▶ **WORK ITEM**: Scan each line of the records for the word "also" and extract the ones that have it.

[Stored items]
- Opening Delimiter -
PR #1700, opened 2024-03-18
Refactor helm

luksa:


pkg/helm/charts.go
```diff
@@ -17,55 +17,30 @@ package helm
...
-	}
-	for _, chartName := range charts {
-		releaseName := fmt.Sprintf("%s-%s", releaseNameBase, chartName)
-		_, err = uninstallChart(actionConfig, ns, releaseName)
-		if err != nil {
-			return err
-		}
-	}
-	return nil
+type Client struct {
```
jwendell: does it make sense to rename this file to `client.go`? or move helmClient stuff to its own file?

pkg/helm/charts.go
```diff
@@ -17,55 +17,30 @@ package helm
...
-	if err != nil {
-		return err
-	}
-	for _, chartName := range charts {
-		releaseName := fmt.Sprintf("%s-%s", releaseNameBase, chartName)
-		_, err = upgradeOrInstallChart(ctx, actionConfig, chartName, chartVersion, ns, releaseName, ownerReference, values)
-		if err != nil {
-			return err
-		}
+func NewClient(cfg *rest.Config, driver string) *Client {
```
jwendell: could you add comments explaining what the arguments are?

pkg/helm/charts.go
```diff
@@ -159,3 +128,18 @@ func uninstallChart(cfg *action.Configuration, namespace, releaseName string) (*
 
 	return response, nil
 }
+
+func (h *Client) releaseExists(cfg *action.Configuration, namespace string, name string) (bool, error) {
```
jwendell: does it make sense to move this out of the Client class? This function doesn't use `h` at all...

pkg/helm/charts.go
luksa: Renamed to chartmanager.go, since I've also renamed the type to ChartManager (the name "Client" wasn't entirely correct).

pkg/helm/charts.go
luksa: Done.

pkg/helm/charts.go
luksa: Done.

pkg/helm/chartmanager.go
```diff
@@ -17,55 +17,34 @@ package helm
...
-		releaseName := fmt.Sprintf("%s-%s", releaseNameBase, chartName)
-		_, err = upgradeOrInstallChart(ctx, actionConfig, chartName, chartVersion, ns, releaseName, ownerReference, values)
-		if err != nil {
-			return err
-		}
+// NewChartManager creates a new Helm chart manager using cfg as the configuration
+// that Helm will use to connect to the cluster when installing or uninstalling
+// charts, and using the specified driver to store information about releases
+// (one of: memory, secret, configmap, sql).
+func NewChartManager(cfg *rest.Config, driver string) *ChartManager {
```
jwendell, line 39: I see usages with driver being empty string. What does it mean?

jwendell (approved):

pkg/helm/chartmanager.go
luksa: Default (secret). The reason I don't really want to document this further is that Helm itself doesn't have any documentation on this.

PR #1707, opened 2024-03-20
Simplify scheme usage by centralizing the scheme

luksa:


pkg/scheme/scheme.go
```diff
@@ -0,0 +1,36 @@
...
+
+var Scheme = runtime.NewScheme()
+
+func init() {
+	utilruntime.Must(clientgoscheme.AddToScheme(Scheme))
+	utilruntime.Must(multusv1.AddToScheme(Scheme))
+	utilruntime.Must(networkingv1alpha3.AddToScheme(Scheme))
+
+	utilruntime.Must(v1alpha1.AddToScheme(Scheme))
+	// +kubebuilder:scaffold:scheme
```
jwendell, line 35: do we need this?

jwendell (approved):

pkg/scheme/scheme.go
luksa: Not sure. This was in the original file, but we don't really use kubebuilder to add new CRDs (at least I prefer to add them manually).

PR #1710, opened 2024-03-20
OSSM-6126 Handle conflict when removing finalizer

luksa:


jwendell (commented):
this pr has the changes from the other pr (scheme)?

luksa:
@jwendell oh yeah, I forgot to remove them. I'll wait for the other PR to be merged and then I'll remove them from here.

pkg/kube/finalizers.go
```diff
@@ -44,12 +46,17 @@ func RemoveFinalizer(ctx context.Context, obj client.Object, cl client.Client) e
 
 	err := cl.Update(ctx, obj)
 	if errors.IsNotFound(err) {
-		// We're reconciling a stale instance. The object no longer exists, so we're done.
-		return nil
+		log.Info("Resource no longer exists; nothing to do")
```
jwendell, line 49: I just wonder if these logs should be reduced to debug, if they are too verbose...

jwendell (approved):

pkg/kube/finalizers.go
luksa: Yeah, I had the same thought and even started changing everything to `log.V(2)`, but then I realized that when I add a "Starting reconciliation" log message (which I plan to do in another PR soon), then the reconciliation that only adds or removes the finalizer, won't log anything, which would be confusing. So I now think that these finalizer-related log statements should remain at this Info level so that the logs will make sense (e.g. "Starting reconciliation", "Removing finalizer", "Resource no longer exists; nothing to do").

I think this is the only correct thing to do. All other options would result in strange (or no) logs being produced for reconciles that only add or remove the finalizer.

luksa: But maybe we could remove the "Removing finalizer" statement and just leave the others (e.g. "Couldn't remove due to error", "Conflict", "Nothing to do", and "Finalizer removed").

PR #2871, opened 2019-06-05
Add trader chat

sqrrm:
Implementation of https://github.com/bisq-network/proposals/issues/90


christophsturm:
This PR needs some unit tests. @sqrrm do you think there is a way to cherry pick most of it to master without enabling it?

sqrrm:
Yes, I tried to make the first commits only refactoring, then adding the chat functionality to traders, and then adding the UI.

PR #2872, opened 2019-06-06
[WIP] Add account signing

ripcurlx:


ripcurlx:
@sqrrm I moved the code of the existing domain layer into this PR. I'm reviewing the existing codebase right now. Would be great if you also could give it a look, so we don't overlook any issues in the first place.

core/src/main/java/bisq/core/account/sign/SignedWitness.java
```diff
@@ -0,0 +1,170 @@
+/*
+ * This file is part of Bisq.
+ *
+ * bisq is free software: you can redistribute it and/or modify it
```
christophsturm: Bisq

sqrrm: There is an "insert a suggestion" feature where you can make easy one liner code changes through github.

christophsturm: yeah i know but i think in this case it should be a search and replace operation.

christophsturm:
I think we should merge this pr without the UI changes, to get all the new code into master. its mostly new code and I don't see how it can break things.

christophsturm:
most of this is now merged to master. if you rebase this pr with master there should only be the ui parts left

ripcurlx:
> most of this is now merged to master. if you rebase this pr with master there should only be the ui parts left

I'll rebase to see what will be left in this PR.

PR #2884, opened 2019-06-14
Add checkbox to hide extreme offers in chart

sqrrm:


mrosseel:
since no issue is linked I'll comment here, is this the final solution? Other solutions would be a log scale, or an algorithm to cut off offers which are too far away. Available to brain-storm that algorithm ;)

sqrrm:
@mrosseel  Not much thought went into this. I just got annoyed with the BSQ market chart being unusable. This solution hides the extreme offers from the chart (more than a factor 5 from the best offers). I don't really want to put much more work into this right now, which the log scale solution probably would be.

ghost:
Thanks @sqrrm ,
btw, this extreme offers seems really here to intentionally damage.
Sometimes it briefly disappears ... and some hours later they are here again.

ripcurlx (changes requested):
I personally would just remove the extremes without adding new controls as I don't think there is a use case where someone wants to have this kind of display. If we find time in the future to adapt to a logarithmic scale or similar we can just adapt the code again. Besides that ACK.

sqrrm:
Removed the checkbox. There is no indication that some offers might not be displayed in the chart now, but I suppose that's ok, it's about usability, not correctness.

ripcurlx:
> Removed the checkbox. There is no indication that some offers might not be displayed in the chart now, but I suppose that's ok, it's about usability, not correctness.

Yes, I understand your concerns, but we had a similar solution in place before (only display the best offers at all), so I think it is OK if we continue to iterate on this over time.

core/src/main/resources/i18n/displayStrings.properties
```diff
@@ -53,6 +53,7 @@ shared.oneOffer=offer
 shared.multipleOffers=offers
 shared.Offer=Offer
 shared.openOffers=open offers
+shared.hideExtremes=Hide extremes
```
ripcurlx: Please remove the translation as well

desktop/src/main/java/bisq/desktop/main/market/offerbook/OfferBookChartView.java
```diff
@@ -146,14 +147,20 @@ public OfferBookChartView(OfferBookChartViewModel model, Navigation navigation,
     public void initialize() {
         createListener();
 
+        // Header with currency combobox and checkbox to show extreme values
+        GridPane topGrid = new GridPane();
```
ripcurlx: Please also remove the additional GridPane again, so we don't use more containers as necessary.

ripcurlx (changes requested):
Please have a look at my comments.

sqrrm:
Removed all the extras except for the column option to a checkbox in FormBuilder.

ripcurlx (approved):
- Closing Delimiter -
▶ **RESULT OF THE EXERCISE**:
luksa: Renamed to chartmanager.go, since I've also renamed the type to ChartManager (the name "Client" wasn't entirely correct).
@sqrrm I moved the code of the existing domain layer into this PR. I'm reviewing the existing codebase right now. Would be great if you also could give it a look, so we don't overlook any issues in the first place.
ripcurlx: Please also remove the additional GridPane again, so we don't use more containers as necessary.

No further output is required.